- _DATA SHOWN_

_ _ _ _ _ _ _

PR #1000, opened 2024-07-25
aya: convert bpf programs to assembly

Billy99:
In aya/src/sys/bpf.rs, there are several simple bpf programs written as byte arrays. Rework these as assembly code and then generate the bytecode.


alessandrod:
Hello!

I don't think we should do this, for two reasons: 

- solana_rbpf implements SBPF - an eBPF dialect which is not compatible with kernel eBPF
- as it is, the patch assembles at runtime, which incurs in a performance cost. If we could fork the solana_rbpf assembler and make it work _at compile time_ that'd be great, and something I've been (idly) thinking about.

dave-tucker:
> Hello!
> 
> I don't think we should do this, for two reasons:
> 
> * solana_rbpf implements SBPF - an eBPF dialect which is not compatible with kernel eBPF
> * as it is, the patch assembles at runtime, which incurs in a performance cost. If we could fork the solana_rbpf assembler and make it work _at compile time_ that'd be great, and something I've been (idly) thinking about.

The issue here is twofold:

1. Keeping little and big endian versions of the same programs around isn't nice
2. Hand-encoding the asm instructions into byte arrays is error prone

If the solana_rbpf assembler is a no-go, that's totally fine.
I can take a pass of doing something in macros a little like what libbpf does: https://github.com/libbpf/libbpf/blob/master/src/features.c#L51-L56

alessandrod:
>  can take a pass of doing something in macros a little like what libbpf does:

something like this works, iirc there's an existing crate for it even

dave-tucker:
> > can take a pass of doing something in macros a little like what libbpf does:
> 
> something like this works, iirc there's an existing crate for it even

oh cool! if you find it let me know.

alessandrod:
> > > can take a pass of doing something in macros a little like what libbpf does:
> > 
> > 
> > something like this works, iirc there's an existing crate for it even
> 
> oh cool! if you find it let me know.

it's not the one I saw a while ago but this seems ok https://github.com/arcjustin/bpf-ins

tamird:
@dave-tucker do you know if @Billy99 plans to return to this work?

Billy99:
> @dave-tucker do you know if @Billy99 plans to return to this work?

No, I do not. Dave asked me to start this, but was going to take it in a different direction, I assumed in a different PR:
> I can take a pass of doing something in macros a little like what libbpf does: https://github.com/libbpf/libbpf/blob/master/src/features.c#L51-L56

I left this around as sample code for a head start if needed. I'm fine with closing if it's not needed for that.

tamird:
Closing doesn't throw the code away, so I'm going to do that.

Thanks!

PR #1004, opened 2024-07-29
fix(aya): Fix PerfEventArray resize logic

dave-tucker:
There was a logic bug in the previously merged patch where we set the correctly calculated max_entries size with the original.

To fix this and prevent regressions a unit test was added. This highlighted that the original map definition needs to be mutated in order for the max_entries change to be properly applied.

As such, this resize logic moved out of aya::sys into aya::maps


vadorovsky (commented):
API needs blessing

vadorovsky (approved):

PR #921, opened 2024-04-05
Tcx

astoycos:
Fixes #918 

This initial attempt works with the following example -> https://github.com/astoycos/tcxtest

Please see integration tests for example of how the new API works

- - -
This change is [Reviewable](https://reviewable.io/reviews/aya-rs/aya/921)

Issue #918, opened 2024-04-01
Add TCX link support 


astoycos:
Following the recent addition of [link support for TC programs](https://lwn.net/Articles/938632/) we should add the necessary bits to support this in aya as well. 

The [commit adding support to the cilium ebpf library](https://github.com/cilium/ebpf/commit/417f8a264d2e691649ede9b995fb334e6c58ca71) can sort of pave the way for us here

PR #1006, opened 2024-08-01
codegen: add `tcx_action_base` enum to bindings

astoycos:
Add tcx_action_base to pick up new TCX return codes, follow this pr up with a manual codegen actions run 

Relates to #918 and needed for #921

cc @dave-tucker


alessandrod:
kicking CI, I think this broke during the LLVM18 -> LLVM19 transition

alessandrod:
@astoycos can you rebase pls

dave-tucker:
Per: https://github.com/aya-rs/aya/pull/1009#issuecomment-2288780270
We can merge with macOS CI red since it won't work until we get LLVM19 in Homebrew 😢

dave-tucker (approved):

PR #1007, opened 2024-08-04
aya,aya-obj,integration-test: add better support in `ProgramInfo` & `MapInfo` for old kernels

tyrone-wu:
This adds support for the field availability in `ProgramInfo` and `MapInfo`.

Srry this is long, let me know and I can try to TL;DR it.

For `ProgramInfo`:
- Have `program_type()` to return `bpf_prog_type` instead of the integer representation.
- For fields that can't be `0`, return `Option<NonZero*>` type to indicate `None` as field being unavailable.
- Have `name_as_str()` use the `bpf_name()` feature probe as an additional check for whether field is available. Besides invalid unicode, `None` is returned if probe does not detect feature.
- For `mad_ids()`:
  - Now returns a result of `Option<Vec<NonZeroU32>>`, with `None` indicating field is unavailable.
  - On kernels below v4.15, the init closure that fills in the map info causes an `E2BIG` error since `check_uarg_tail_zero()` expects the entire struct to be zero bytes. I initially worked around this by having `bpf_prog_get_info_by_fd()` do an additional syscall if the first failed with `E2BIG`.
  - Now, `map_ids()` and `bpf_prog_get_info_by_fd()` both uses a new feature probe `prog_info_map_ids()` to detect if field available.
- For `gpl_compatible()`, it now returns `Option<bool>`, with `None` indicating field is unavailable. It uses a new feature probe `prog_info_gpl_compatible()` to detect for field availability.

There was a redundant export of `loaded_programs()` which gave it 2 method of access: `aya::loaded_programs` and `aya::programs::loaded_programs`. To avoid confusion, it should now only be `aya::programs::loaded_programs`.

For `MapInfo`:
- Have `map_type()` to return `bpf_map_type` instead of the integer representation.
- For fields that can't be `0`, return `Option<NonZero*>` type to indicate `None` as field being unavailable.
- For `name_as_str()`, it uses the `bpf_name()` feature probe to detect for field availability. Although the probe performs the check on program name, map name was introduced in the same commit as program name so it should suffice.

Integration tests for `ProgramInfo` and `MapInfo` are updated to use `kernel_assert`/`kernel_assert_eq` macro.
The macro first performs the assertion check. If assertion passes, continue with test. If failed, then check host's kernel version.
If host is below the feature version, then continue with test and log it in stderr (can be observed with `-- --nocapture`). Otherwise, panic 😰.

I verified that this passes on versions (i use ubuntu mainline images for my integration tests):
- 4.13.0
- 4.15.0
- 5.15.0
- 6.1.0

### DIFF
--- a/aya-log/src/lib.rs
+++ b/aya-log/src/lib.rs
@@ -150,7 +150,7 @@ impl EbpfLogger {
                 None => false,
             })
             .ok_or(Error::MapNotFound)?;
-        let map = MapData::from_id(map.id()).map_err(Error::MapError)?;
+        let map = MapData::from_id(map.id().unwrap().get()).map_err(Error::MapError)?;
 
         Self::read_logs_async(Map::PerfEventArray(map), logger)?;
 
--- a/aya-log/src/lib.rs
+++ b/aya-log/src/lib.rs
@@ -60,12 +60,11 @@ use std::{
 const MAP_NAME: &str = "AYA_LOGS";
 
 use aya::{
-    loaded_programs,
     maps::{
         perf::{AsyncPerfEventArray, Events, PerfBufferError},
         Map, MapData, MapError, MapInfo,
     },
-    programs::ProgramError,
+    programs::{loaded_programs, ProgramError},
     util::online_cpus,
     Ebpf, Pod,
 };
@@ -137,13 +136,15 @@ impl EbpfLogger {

_ _ _ _ _ _ _

- _TASK DETAILS_
Reply by returning the full set of records above exactly.

- _SOLUTION TO THIS EXERCISE_
PR #1000, opened 2024-07-25
aya: convert bpf programs to assembly

Billy99:
In aya/src/sys/bpf.rs, there are several simple bpf programs written as byte arrays. Rework these as assembly code and then generate the bytecode.


alessandrod:
Hello!

I don't think we should do this, for two reasons: 

- solana_rbpf implements SBPF - an eBPF dialect which is not compatible with kernel eBPF
- as it is, the patch assembles at runtime, which incurs in a performance cost. If we could fork the solana_rbpf assembler and make it work _at compile time_ that'd be great, and something I've been (idly) thinking about.

dave-tucker:
> Hello!
> 
> I don't think we should do this, for two reasons:
> 
> * solana_rbpf implements SBPF - an eBPF dialect which is not compatible with kernel eBPF
> * as it is, the patch assembles at runtime, which incurs in a performance cost. If we could fork the solana_rbpf assembler and make it work _at compile time_ that'd be great, and something I've been (idly) thinking about.

The issue here is twofold:

1. Keeping little and big endian versions of the same programs around isn't nice
2. Hand-encoding the asm instructions into byte arrays is error prone

If the solana_rbpf assembler is a no-go, that's totally fine.
I can take a pass of doing something in macros a little like what libbpf does: https://github.com/libbpf/libbpf/blob/master/src/features.c#L51-L56

alessandrod:
>  can take a pass of doing something in macros a little like what libbpf does:

something like this works, iirc there's an existing crate for it even

dave-tucker:
> > can take a pass of doing something in macros a little like what libbpf does:
> 
> something like this works, iirc there's an existing crate for it even

oh cool! if you find it let me know.

alessandrod:
> > > can take a pass of doing something in macros a little like what libbpf does:
> > 
> > 
> > something like this works, iirc there's an existing crate for it even
> 
> oh cool! if you find it let me know.

it's not the one I saw a while ago but this seems ok https://github.com/arcjustin/bpf-ins

tamird:
@dave-tucker do you know if @Billy99 plans to return to this work?

Billy99:
> @dave-tucker do you know if @Billy99 plans to return to this work?

No, I do not. Dave asked me to start this, but was going to take it in a different direction, I assumed in a different PR:
> I can take a pass of doing something in macros a little like what libbpf does: https://github.com/libbpf/libbpf/blob/master/src/features.c#L51-L56

I left this around as sample code for a head start if needed. I'm fine with closing if it's not needed for that.

tamird:
Closing doesn't throw the code away, so I'm going to do that.

Thanks!

PR #1004, opened 2024-07-29
fix(aya): Fix PerfEventArray resize logic

dave-tucker:
There was a logic bug in the previously merged patch where we set the correctly calculated max_entries size with the original.

To fix this and prevent regressions a unit test was added. This highlighted that the original map definition needs to be mutated in order for the max_entries change to be properly applied.

As such, this resize logic moved out of aya::sys into aya::maps


vadorovsky (commented):
API needs blessing

vadorovsky (approved):

PR #921, opened 2024-04-05
Tcx

astoycos:
Fixes #918 

This initial attempt works with the following example -> https://github.com/astoycos/tcxtest

Please see integration tests for example of how the new API works

- - -
This change is [Reviewable](https://reviewable.io/reviews/aya-rs/aya/921)

Issue #918, opened 2024-04-01
Add TCX link support 


astoycos:
Following the recent addition of [link support for TC programs](https://lwn.net/Articles/938632/) we should add the necessary bits to support this in aya as well. 

The [commit adding support to the cilium ebpf library](https://github.com/cilium/ebpf/commit/417f8a264d2e691649ede9b995fb334e6c58ca71) can sort of pave the way for us here

PR #1006, opened 2024-08-01
codegen: add `tcx_action_base` enum to bindings

astoycos:
Add tcx_action_base to pick up new TCX return codes, follow this pr up with a manual codegen actions run 

Relates to #918 and needed for #921

cc @dave-tucker


alessandrod:
kicking CI, I think this broke during the LLVM18 -> LLVM19 transition

alessandrod:
@astoycos can you rebase pls

dave-tucker:
Per: https://github.com/aya-rs/aya/pull/1009#issuecomment-2288780270
We can merge with macOS CI red since it won't work until we get LLVM19 in Homebrew 😢

dave-tucker (approved):

PR #1007, opened 2024-08-04
aya,aya-obj,integration-test: add better support in `ProgramInfo` & `MapInfo` for old kernels

tyrone-wu:
This adds support for the field availability in `ProgramInfo` and `MapInfo`.

Srry this is long, let me know and I can try to TL;DR it.

For `ProgramInfo`:
- Have `program_type()` to return `bpf_prog_type` instead of the integer representation.
- For fields that can't be `0`, return `Option<NonZero*>` type to indicate `None` as field being unavailable.
- Have `name_as_str()` use the `bpf_name()` feature probe as an additional check for whether field is available. Besides invalid unicode, `None` is returned if probe does not detect feature.
- For `mad_ids()`:
  - Now returns a result of `Option<Vec<NonZeroU32>>`, with `None` indicating field is unavailable.
  - On kernels below v4.15, the init closure that fills in the map info causes an `E2BIG` error since `check_uarg_tail_zero()` expects the entire struct to be zero bytes. I initially worked around this by having `bpf_prog_get_info_by_fd()` do an additional syscall if the first failed with `E2BIG`.
  - Now, `map_ids()` and `bpf_prog_get_info_by_fd()` both uses a new feature probe `prog_info_map_ids()` to detect if field available.
- For `gpl_compatible()`, it now returns `Option<bool>`, with `None` indicating field is unavailable. It uses a new feature probe `prog_info_gpl_compatible()` to detect for field availability.

There was a redundant export of `loaded_programs()` which gave it 2 method of access: `aya::loaded_programs` and `aya::programs::loaded_programs`. To avoid confusion, it should now only be `aya::programs::loaded_programs`.

For `MapInfo`:
- Have `map_type()` to return `bpf_map_type` instead of the integer representation.
- For fields that can't be `0`, return `Option<NonZero*>` type to indicate `None` as field being unavailable.
- For `name_as_str()`, it uses the `bpf_name()` feature probe to detect for field availability. Although the probe performs the check on program name, map name was introduced in the same commit as program name so it should suffice.

Integration tests for `ProgramInfo` and `MapInfo` are updated to use `kernel_assert`/`kernel_assert_eq` macro.
The macro first performs the assertion check. If assertion passes, continue with test. If failed, then check host's kernel version.
If host is below the feature version, then continue with test and log it in stderr (can be observed with `-- --nocapture`). Otherwise, panic 😰.

I verified that this passes on versions (i use ubuntu mainline images for my integration tests):
- 4.13.0
- 4.15.0
- 5.15.0
- 6.1.0

### DIFF
--- a/aya-log/src/lib.rs
+++ b/aya-log/src/lib.rs
@@ -150,7 +150,7 @@ impl EbpfLogger {
                 None => false,
             })
             .ok_or(Error::MapNotFound)?;
-        let map = MapData::from_id(map.id()).map_err(Error::MapError)?;
+        let map = MapData::from_id(map.id().unwrap().get()).map_err(Error::MapError)?;
 
         Self::read_logs_async(Map::PerfEventArray(map), logger)?;
 
--- a/aya-log/src/lib.rs
+++ b/aya-log/src/lib.rs
@@ -60,12 +60,11 @@ use std::{
 const MAP_NAME: &str = "AYA_LOGS";
 
 use aya::{
-    loaded_programs,
     maps::{
         perf::{AsyncPerfEventArray, Events, PerfBufferError},
         Map, MapData, MapError, MapInfo,
     },
-    programs::ProgramError,
+    programs::{loaded_programs, ProgramError},
     util::online_cpus,
     Ebpf, Pod,
 };
@@ -137,13 +136,15 @@ impl EbpfLogger {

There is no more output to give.